To avoid un-bounded JIT work, the `InvokeLatestTrampoline` and ABI bridge (machine code) both require caching by the runtime. This cache is also required for `--trim` support, so that trampolines / adapters can be generated ahead-of-time and saved to the resulting `pkgimage`.
#### Serialization + `--trim` support
Serialization will be a four-step process:
1. Query the runtime (GC or cache) for a conservative set of live `TypedCallable` objects.
2. Add each `TypedCallable`'s code to the serialization queue.
3. Perform code-generation.
4. During the serialization walk of system data (when we perform trimming), prune any `TypedCallable` code whose objects did not end up in the final image.
This allows the runtime to `--trim` the code associated with a TypedCallable, without having to repeat steps (3) and (4) in a loop, which can be difficult to guarantee will reach a fixed-point and to respect mutation constraints (since the cache system is part of what is being scanned).
## Prior Solutions
#### FunctionWrappers.jl
FunctionWrappers.jl fills a very similar niche, but:
1. It is restricted to C ABI functions (limited `kwargs` support, no custom `union-split` ABI, etc.)

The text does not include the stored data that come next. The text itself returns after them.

PR #4154, opened 2024-01-10
chore(path): integrate zero length string test into other tests

lino-levan:
Closes https://github.com/denoland/deno_std/issues/4068.


iuioiua (approved):
LGTM! Thanks, Lino.

PR #4161, opened 2024-01-10
deprecation(semver): deprecate `SemVerRange`, introduce `Range`

timreichen:
This PR does a bunch of things. While some things could theoretically be split up into separate PRs (ref: https://github.com/denoland/deno_std/pull/4059), some stand-alone PRs might look redundant.

- deprecates `SemVerRange` type in favour of `Range`.
- deprecates `isSemVerRange()` in favour of `isRange()`
- makes `Comparator.semver` property optional in favour of `Comparator` extending `SemVer` that allows a simpler and less nested `Range` type.
**Note**: `Comparator` might become be deprecated (ref: https://github.com/denoland/deno_std/pull/4059#issuecomment-1882287030), but because `SemVerRange` is dependent on its structure, it needs to be changed in order to avoid breaking changes.


iuioiua (changes requested):
Sorry, Tim. Can you please resolve the merge conflicts? I also noticed that the removal version for some added deprecation notices is 0.213.0 and others 0.214.0. Can you please only have one version so removals can happen all at the same time?

semver/is_range.ts
```diff
@@ -0,0 +1,22 @@
...
+ * @param value The value to check if its a valid Range
+ * @returns True if its a valid Range otherwise false.
+ */
+export function isRange(value: unknown): value is Range {
+  if (value === null || value === undefined) return false;
+  if (!Array.isArray(value)) return false;
+  const range = value as Range;
+  return range.every((r) =>
+    Array.isArray(r) && r.every((c) => isComparator(c))
+  );
```
iuioiua, line 21:
```suggestion
  return Array.isArray(value) &&
    value.every((r) => Array.isArray(r) && r.every((c) => isComparator(c)));
```

iuioiua: Should we be using `isComparator()` if it's deprecated?

semver/comparator_format.ts
```diff
@@ -12,5 +12,5 @@ import { format } from "./format.ts";
  */
 export function comparatorFormat(comparator: Comparator): string {
   const { semver, operator } = comparator;
-  return `${operator}${format(semver)}`;
+  return `${operator}${format(semver ?? comparator)}`;
```
iuioiua, line 15: Nice. Can we please have added functionality? We want to make sure that both `SemVer` and `Comparator` inputs work fine on all these functions, including the others in this PR.

semver/parse_comparator.ts
```diff
@@ -47,5 +47,5 @@ export function parseComparator(comparator: string): Comparator {
     }
     : ANY;
 
-  return { operator, semver };
+  return { operator, ...semver, semver };
```
iuioiua, line 50: I forsee the output of this object being confusing to users during the deprecation period. But I don't see another viable way of doing this. Food for thought...

iuioiua (changes requested):
I mostly agree with this PR. The only part I'm slightly uncertain about is having `Comparator` extend `SemVer`. Either way. I left a few suggestions.

Also, I notice we still use some deprecated functions within other functions. We should look into switching to the updated functions in those cases. Probably best done after this PR, separately.

timreichen:
> I mostly agree with this PR. The only part I'm slightly uncertain about is having Comparator extend SemVer. Either way. I left a few suggestions.

i don't see a better way to remove the `semver` in `Comparator` prop without breaking changes. But I am open for suggestions.

> Also, I notice we still use some deprecated functions within other functions. We should look into switching to the updated functions in those cases. Probably best done after this PR, separately.

I'll have a look at that in a short while. I think we might be best of putting all comparator code into one `_comparator.ts`.

semver/is_range.ts
timreichen: see comment below.

semver/comparator_format.ts
timreichen: How do you mean exactly?

timreichen:
> Sorry, Tim. Can you please resolve the merge conflicts? I also noticed that the removal version for some added deprecation notices is 0.213.0 and others 0.214.0. Can you please only have one version so removals can happen all at the same time?

Done

kt3k:
This looks like an immediate breaking change to me. `parseRange(">=1.2.3 <2.0.0")` now returns:

```ts
[
  [
    {
      operator: ">=",
      major: 1,
      minor: 2,
      patch: 3,
      prerelease: [],
      build: [],
      semver: { major: 1, minor: 2, patch: 3, prerelease: [], build: [] }
    },
    {
      operator: "<",
      major: 2,
      minor: 0,
      patch: 0,
      prerelease: [],
      build: [],
      semver: { major: 2, minor: 0, patch: 0, prerelease: [], build: [] }
    }
  ]
]
```

instead of:

```js
{
  ranges: [
    [
      {
        operator: ">=",
        semver: { major: 1, minor: 2, patch: 3, prerelease: [], build: [] }
      },
      {
        operator: "<",
        semver: { major: 2, minor: 0, patch: 0, prerelease: [], build: [] }
      }
    ]
  ]
}
```

It's typed like both are supported, but actually only `Range` is supported.

kt3k:
I feel this kind of thing can't be done in a non-breaking way.

timreichen:
> This looks like an immediate breaking change to me. `parseRange(">=1.2.3 <2.0.0")` now returns:
> 
> ```ts
> [
>   [
>     {
>       operator: ">=",
>       major: 1,
>       minor: 2,
>       patch: 3,
>       prerelease: [],
>       build: [],
>       semver: { major: 1, minor: 2, patch: 3, prerelease: [], build: [] }
>     },
>     {
>       operator: "<",
>       major: 2,
>       minor: 0,
>       patch: 0,
>       prerelease: [],
>       build: [],
>       semver: { major: 2, minor: 0, patch: 0, prerelease: [], build: [] }
>     }
>   ]
> ]
> ```
> 
> instead of:
> 
> ```js
> {
>   ranges: [
>     [
>       {
>         operator: ">=",
>         semver: { major: 1, minor: 2, patch: 3, prerelease: [], build: [] }
>       },
>       {
>         operator: "<",
>         semver: { major: 2, minor: 0, patch: 0, prerelease: [], build: [] }
>       }
>     ]
>   ]
> }
> ```
> 
> It's typed like both are supported, but actually only `Range` is supported.

`parseRange()` actually has the `ranges` property. it is not enummerated, but if you do `console.log((ranges as SemVerRange).range);` it will return properly. If you like we can make it enumerable: `Object.defineProperty(ranges, "ranges", { enumerable: true, value: ranges })` so also shows in the log.
`

semver/comparator_format.ts
timreichen: I added some test cases. PTAL.

kt3k:
Ah, ok. Sorry I missed `Object.defineProperty` part in `parseRange`..

semver/types.ts
```diff
@@ -55,15 +58,21 @@ export interface SemVer {
...
+ * inner array represents AND comparisons.
+ */
+export type Range = Comparator[][];
 
 /**
  * A type representing a semantic version range. The ranges consist of
  * a nested array, which represents a set of OR comparisons while the
  * inner array represents AND comparisons.
+ *
+ * @deprecated (will be removed in 0.214.0) Use {@linkcode Range} instead.
```
kt3k, line 73:
```suggestion
 * @deprecated (will be removed in 0.215.0) Use {@linkcode Range} instead.
```

semver/types.ts
```diff
@@ -39,9 +39,12 @@ export type FormatStyle =
  * The shape of a valid semantic version comparator
  * @example >=0.0.0
  */
-export interface Comparator {
+export interface Comparator extends SemVer {
   operator: Operator;
-  semver: SemVer;
+  /**
+   * @deprecated (will be removed in 0.214.0) {@linkcode Comparator} extends {@linkcode SemVer}. Use `major`, `minor`, `patch`, `prerelease`, and `build` properties instead.
```
kt3k, line 45:
```suggestion
   * @deprecated (will be removed in 0.215.0) {@linkcode Comparator} extends {@linkcode SemVer}. Use `major`, `minor`, `patch`, `prerelease`, and `build` properties instead.
```

semver/is_semver_range.ts
```diff
@@ -11,14 +11,16 @@ import { isComparator } from "./is_comparator.ts";
  * Adds a type assertion if true.
  * @param value The value to check if its a valid SemVerRange
  * @returns True if its a valid SemVerRange otherwise false.
+ *
+ * @deprecated (will be removed in 0.214.0) Use {@linkcode isRange} instead.
```
kt3k, line 15:
```suggestion
 * @deprecated (will be removed in 0.215.0) Use {@linkcode isRange} instead.
```

kt3k (approved):
LGTM

iuioiua (approved):
LGTM! Nice work, Tim! Thank you.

2. It is not `--trim` compatible by design (the internal `Ptr{Cvoid}` cannot be understood as a JIT-provided callback object by the serializer)
#### Base.Experimental.OpaqueClosure
There are two problems with OpaqueClosure:
1. invoked in a frozen `world`
2. they cannot survive `precompile` (similar to `Ptr`, they become `NULL`)
The first is a problem for users who expect a closure to behave like a normal Julia closure. Freezing the world at closure construction time makes many "reasonable" Method definition orderings fail:
```julia
const print_stdout = TypedClosure{Tuple{Any},Nothing}((x) -> print(stdout, x))
# this might be done by the user interactively, or in some package that is using'd
struct FancyNumber <: Number
val::Int
end
Base.print(io::IO, x::FancyNumber) = print(io, "FancyNumber(val=$(x.val))")
# despite the added methods, this fails with a MethodError
print_stdout(FancyNumber(1))
```
This is especially common when the closure uses abstract types in an argument (as above), but it can also occur when accessing `mutable` or global data that returns types whose methods are only recently available.
The second problem is that an `OpaqueClosure` is unable to tell the runtime which Julia code it was derived from, which means that the `pkgimage` serializer has no way to re-generate its machine code for ahead-of-time compilation or restore it properly when `using` a package.
This can easily lead to bugs when saving / storing OpaqueClosures:
```julia
const oc = @opaque ()->println("Hello")
function __init__()
oc() # uh-oh, using an OpaqueClosure defined at pre-compile time
# the function pointer is NULL now, this crashes!
end
```
In the future this may return a `MissingCodeError` instead of seg-faulting, but either way it will not run like a user would expect.